## Exercise aim
Beneath this line are the data; copy exactly the part of them that opens with the line containing "- Don't change" and closes with the line containing "Closes #4645", and only that part.

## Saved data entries
PR #4655, opened 2026-08-14
fix(price): THORChain secured assets and DeFi positions sticking at $0

### LINKED ISSUE #4645: [BUG] $USDC and staked $RUJI dollar value appearing as zero
# [Fix] USDC and staked RUJI showing zero dollar value [Wallet Balance Display]

## Problem
The extension is displaying $0.00 USD value for USDC tokens and staked RUJI tokens even when the user has non-zero balances of these assets. This affects users viewing their portfolio value and prevents accurate tracking of wallet holdings in the Windows extension version 0.2.23.

## Expected Behavior
USDC balance and staked RUJI tokens should display their correct USD value based on current market prices and the user's token balance. The wallet should fetch and display accurate price data for both standard and staked token variants.

## Steps to Reproduce
1. Open Vultisig Extension version 0.2.23 on Windows
2. Navigate to wallet view with USDC balance present
3. Observe that USDC shows $0.00 USD value despite having a balance
4. View staked RUJI tokens in wallet
5. Observe that staked RUJI also shows $0.00 USD value

### Must Do
- [ ] Investigate price feed integration for USDC token and verify API endpoint is functioning
- [ ] Debug staked RUJI token pricing logic and ensure staked variants are included in price lookups
- [ ] Add error logging for price fetch failures to identify if this is a data source or parsing issue

### Must NOT Do
- Don't change the price calculation logic for other working tokens
- Don't modify the wallet balance calculation (only the USD value display)
- Don't refactor the entire pricing service

## Acceptance Criteria
- [ ] USDC balance displays correct USD value when balance is non-zero
- [ ] Staked RUJI tokens display correct USD value based on current market price
- [ ] Price values update correctly when switching between different wallets

## Context
- Reported by **Jatinkkalra** (@jatinkkalra on Discord) on Discord

cc @realpaaao

Ehsan-saradar:
Closes #4645

Reported as USDC and staked RUJI showing $0.00 (extension 0.2.23), but the causes are systemic, not token-specific. This PR fixes the reported bug and the underlying price-freshness design that made it possible.

## Problem

**All THORChain secured assets could get stuck at $0 by a single failed request.** Every secured asset (`eth-usdc-0x…`, `btc-btc`, `eth-eth`, …) is priced by one `/thorchain/pools` query. `getThorchainSecuredAssetPrices` swallowed a failed request and resolved to `{}`, and price queries cached successes with every refetch trigger disabled — so one transient network failure got persisted as a *successful* empty price map and pinned every secured asset at $0.00 for up to a day. Reproduced on `main`: block `*/thorchain/pools`, reload, unblock, reload — USDC and ETH stay $0.00 with no request ever firing again.

**Prices had no freshness path at all.** `persistQueryOptions` disables `refetchOnMount/Focus/Reconnect`, making its 30s `staleTime` dead config: a price fetched once never renewed until the persisted copy aged out after 24h — and never, in a desktop window that stays open. The refresh buttons didn't help: they invalidated `['coinPrices', {coins: <full coin objects>}]`, which partial-matches none of the real price query keys (per-source coin subsets plus the `thorchainSecuredAssetPrices` / `yieldNavPrices` / `mayaPoolPrices` roots), so manual refresh renewed balances but silently never prices.

**DeFi positions cached fiat values computed from whatever prices happened to be loaded.** The THORChain/Maya positions queries snapshotted the eager price query's data (partial data zero-filled) into an address-keyed cache — so staked RUJI, TCY/sTCY, bonds etc. could render $0 for the rest of the session, and cached fiat values never tracked later price updates.

## Fix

## Exercise result
- Don't change the price calculation logic for other working tokens
- Don't modify the wallet balance calculation (only the USD value display)
- Don't refactor the entire pricing service

## Acceptance Criteria
- [ ] USDC balance displays correct USD value when balance is non-zero
- [ ] Staked RUJI tokens display correct USD value based on current market price
- [ ] Price values update correctly when switching between different wallets

## Context
- Reported by **Jatinkkalra** (@jatinkkalra on Discord) on Discord

cc @realpaaao

Ehsan-saradar:
Closes #4645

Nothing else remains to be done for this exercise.